Throughout the entries below, report every line where "issues" is found.

Stored items from a collection
══════

PR #1502, opened 2021-02-09
Misc. static-code-analysis fixes

arurke:
This PR contains proposed fixes to misc. complaints from cppcheck and clang scan-build. Some might be a bit pedantic so we can cherry-pick whatever we want to keep after discussion.

The commit on coffee might warrant some discussion as I am not too familiar with the usage of that struct, but to me it seems you would want the the directory-descriptor name to be the same size as the file-header name which stores it.

### DIFF
--- a/os/lib/newlib/syscalls.c
+++ b/os/lib/newlib/syscalls.c
@@ -76,7 +76,7 @@ _sbrk(int incr)
   static uint8_t *heap_end = &_heap;
   uint8_t *prev_heap_end = heap_end;
 
-  if(heap_end + incr > &_eheap) {
+  if((uintptr_t)heap_end + incr > (uintptr_t)&_eheap) {
     PRINTF("Out of heap space!\n");
     errno = ENOMEM;
     return (caddr_t)-1;
--- a/os/sys/stack-check.c
+++ b/os/sys/stack-check.c
@@ -44,6 +44,7 @@
 #include "sys/stack-check.h"
 #include "dev/watchdog.h"
 #include <string.h>
+#include <stdint.h>
 #include <inttypes.h>
 
 #include "sys/log.h"
@@ -67,7 +68,7 @@ PROCESS(stack_check_process, "Stack check");
 #else
 /* use the value provided by the linker script */
 extern int _stack_origin;
-#define GET_STACK_ORIGIN() (&_stack_origin)
+#define GET_STACK_ORIGIN() (uintptr_t)(&_stack_origin)
 #endif
 /*---------------------------------------------------------------------------*/
 void
@@ -77,13 +78,13 @@ stack_check_init(void)
   volatile uint8_t *p;
 
   /* Make this static to avoid destroying it in the while loop */
-  static void *stack_top;
+  static uintptr_t stack_top;
   /* Use address of this local variable as a boundary */
-  stack_top = &p;
+  stack_top = (uintptr_t) &p;
 
   /* Note: this is expected to be called before the WDT is started! */
   p = &_stack;
-  while(p < (uint8_t *)stack_top) {
+  while((uintptr_t)p < stack_top) {
     *p++ = STACK_FILL;
   }
 
@@ -104,30 +105,30 @@ stack_check_get_usage(void)
   /* Skip the bytes used after heap; it's 1 byte by default for _stack,
    * more than that means dynamic memory allocation is used somewhere.
    */
-  while(*p != STACK_FILL && p < (uint8_t *)GET_STACK_ORIGIN()) {
+  while(*p != STACK_FILL && (uintptr_t)p < GET_STACK_ORIGIN()) {
     p++;
   }
 
   /* Skip memory-region reserved for the stack not used yet by the program */
-  while(*p == STACK_FILL && p < (uint8_t *)GET_STACK_ORIGIN()) {
+  while(*p == STACK_FILL && (uintptr_t)p < GET_STACK_ORIGIN()) {
     p++;
   }
 
   /* Make sure WDT is not triggered */
   watchdog_periodic();
 
-  if(p >= (uint8_t*)GET_STACK_ORIGIN()) {
+  if((uintptr_t)p >= GET_STACK_ORIGIN()) {
     /* This means the stack is screwed. */
     return -1;
   }
 
-  return (uint8_t *)GET_STACK_ORIGIN() - p;
+  return GET_STACK_ORIGIN() - (uintptr_t)p;
 }
 /*---------------------------------------------------------------------------*/
 int32_t
 stack_check_get_reserved_size(void)
 {
-  return (uint8_t *)GET_STACK_ORIGIN() - &_stack;
+  return GET_STACK_ORIGIN() - (uintptr_t)&_stack;
 }
 /*---------------------------------------------------------------------------*/
 #if STACK_CHECK_PERIODIC_CHECKS


os/lib/newlib/syscalls.c
```diff
@@ -76,7 +76,7 @@ _sbrk(int incr)
   static uint8_t *heap_end = &_heap;
   uint8_t *prev_heap_end = heap_end;
 
-  if(heap_end + incr > &_eheap) {
+  if((uintptr_t)heap_end + incr > (uintptr_t)&_eheap) {
```
atiselsts, line 79: Can you explain the need to cast pointer values to `uintptr_t`, here and in other places?

os/services/ip64/ip64-arp.c
```diff
@@ -285,7 +285,7 @@ ip64_arp_check_cache(const uint8_t *nlhdr)
     /* Multicast. */
     return 1;
   } else {
-    uip_ip4addr_t ipaddr;
+    uip_ip4addr_t ipaddr = {0};
```
atiselsts, line 288: I don't think we need to initialize `ipaddr` in this line - it is never used before a value is assigned to it later.

os/services/ip64/ip64-arp.c
```diff
@@ -342,7 +342,7 @@ ip64_arp_create_ethhdr(uint8_t *llhdr, const uint8_t *nlhdr)
     ethhdr->dest.addr[4] = ipv4_hdr->destipaddr.u8[2];
     ethhdr->dest.addr[5] = ipv4_hdr->destipaddr.u8[3];
   } else {
-    uip_ip4addr_t ipaddr;
+    uip_ip4addr_t ipaddr = {0};
```
atiselsts, line 345: Same comment as above

os/storage/cfs/cfs-coffee.c
```diff
@@ -75,6 +75,10 @@
 #error "Cannot have COFFEE_APPEND_ONLY set when COFFEE_MICRO_LOGS is set."
 #endif
 
+#if COFFEE_NAME_LENGTH != CFS_DIR_ENTRY_NAME_LENGTH
```
atiselsts, line 78: why not simply use `COFFEE_NAME_LENGTH` instead of introducing the new constant `CFS_DIR_ENTRY_NAME_LENGTH`?

atiselsts (commented):
I think most of this is good, just a few comments.

os/services/ip64/ip64-arp.c
arurke: Agreed, I will remove (I guess this is not right place for debate on initializing variables 😄 )

os/services/ip64/ip64-arp.c
arurke: as above

os/storage/cfs/cfs-coffee.c
arurke: That would create a dependency from CFS to Coffee, which I assume would not survive sunlight since Coffee implements CFS(?).

However, I see this break at least z1 and sky. Leaving out the constant and add only the memcpy()-change is an option. Users would have to be aware that their directory-names would be limited by `COFFEE_NAME_LENGTH` and not the hard-coded `32` in cfs.h. With that said I notice this comment in coffee: 
```
  /*
   * Coffee is only guaranteed to support the directory names "/" and ".",
   * but it does not enforce this currently.
   */
```
So, it seems the directory-naming-support is dubious already. Leave as-is and fix the memcpy?

os/lib/newlib/syscalls.c
arurke: Cppcheck v2.3 says:
```
    "severity": "critical",
    "check_name": "comparePointers",
    "description": "[cppcheck] Comparing pointers that point to different objects (CWE-570)",
```

With the point being that doing relational comparison on pointers to different memory spaces is undefined behavior - while comparing `uintptr_t`/`intptr_t` (which is intended to be used for integer presentation of pointers) is not. However, I see two problems now: 1) After a bit more reading it seems we must actually first cast to `void*` because that is the only type the standard guarantees may be casted to `uintptr_t`/`intptr_t`, and 2) Sky and z1 now complains. Not sure why, but these types are optional...

g-oikonomou:
Hi Andreas @arurke any idea why the tests are failing?

arurke:
yea, because of 

1. Some platforms use different length for directory names and the struct that holds them. The problem is discussed here: https://github.com/contiki-ng/contiki-ng/pull/1502#discussion_r628521101. As mentioned there I suggest we just fix the overflow and leave the rest as is.
2. Z1 and sky does not like the cast to uintptr_t. The problem is discussed here: https://github.com/contiki-ng/contiki-ng/pull/1502#discussion_r628598750 . Was hoping some platform maintainers would jump in 😅

g-oikonomou:
@arurke do you have time to split this in two PRs? We are happy to merge the 3 commits: 4f918ed, 52645b1, 955edd2 right now.

The other two will need a little bit more work but we don't want to hold the entire PR on those two cause there is some good stuff to merge already.

Please let me know if you don't have time and I'll split

os/storage/cfs/cfs-coffee.c
nvt: The warning could be removed, and then just keep the fix of the memcpy call to the shorter name. Additionally, record->name should be null-terminated with an offset that is the shorter of the two lengths.

arurke: :+1:

> Additionally, record->name should be null-terminated with an offset that is the shorter of the two lengths.

Indeed! fixed

arurke:
@g-oikonomou :+1:  https://github.com/contiki-ng/contiki-ng/pull/1585

Following the discussion and fixes in https://github.com/contiki-ng/contiki-ng/pull/1502#discussion_r645089921, it might be 4e07c47f20057827bec40a916a49584027e2e161 is ready as well.

os/lib/newlib/syscalls.c
pjonsson: The failure on Sky/Z1 was because they were configured to compile for an older standard than C99, that has been fixed.

I would have expected the pointers to be char * rather than uint8_t * in this code, and upstream newlib seems to both do that and have updated the code to also remove the non-standard caddr_t type: 

https://sourceware.org/git/?p=newlib-cygwin.git;a=blob_plain;f=libgloss/arm/syscalls.c;hb=refs/heads/master

Does cppcheck still warn for the updated upstream function?

arurke: Thank you for the input @pjonsson . I will re-visit this in the not too distance future.

pjonsson:
Doesn't this work fine if you use `char *` as upstream (instead of `void *` and `uint8_t *`)?

As a bonus, that should avoid strict aliasing issues.

arurke:
I tried the following starting from develop-branch:

```
--- a/os/lib/newlib/syscalls.c
+++ b/os/lib/newlib/syscalls.c
@@ -70,11 +70,11 @@ _sbrk(int incr)
   extern int errno;
 
   /* Heap boundaries from linker script. */
-  extern uint8_t _heap;
-  extern uint8_t _eheap;
+  extern char _heap;
+  extern char _eheap;
 
-  static uint8_t *heap_end = &_heap;
-  uint8_t *prev_heap_end = heap_end;
+  static char *heap_end = &_heap;
+  char *prev_heap_end = heap_end;
```

Is this what you had in mind? Cppcheck (now at v2.9.0) still complains. As we [discussed](https://github.com/contiki-ng/contiki-ng/pull/1502#discussion_r628598750) earlier, I believe the issue is that the pointers are pointing to different objects in memory, and we can thus not do relational operations on them (I found [this](https://stackoverflow.com/questions/59516346/how-does-pointer-comparison-work-in-c-is-it-ok-to-compare-pointers-that-dont-p) stackoverflow answer helpful). With that in mind I did not expect changing to `char*` would help. But I am learning as I am going, so please feel free to chime in.

I have not had time to dig deeper yet but my earlier thoughts on what are the remaining issues: 
> However, I see two problems now: 1) After a bit more reading it seems we must actually first cast to void* because that is the only type the standard guarantees may be casted to uintptr_t/intptr_t, and 2) Sky and z1 now complains. Not sure why, but these types are optional...

pjonsson:
My point with `char *` was just to remove the strict aliasing issues.

Upstream has also changed the signature to `void * _sbrk (ptrdiff_t incr)`, so the function gets a difference between two pointers. My intuition is to try to stick with pointer arithmetic if it's possible, but I don't have any pointers to the standard for why pointer arithmetic would be preferred. Here's another link where someone describes some funky behavior on a Cray:

https://stackoverflow.com/questions/43418618/c-why-cast-to-uintptr-t-vs-char-when-doing-pointer-arithmetic

simonduq:
Hi!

══════

**Task output:**
As a bonus, that should avoid strict aliasing issues.
I have not had time to dig deeper yet but my earlier thoughts on what are the remaining issues: 
My point with `char *` was just to remove the strict aliasing issues.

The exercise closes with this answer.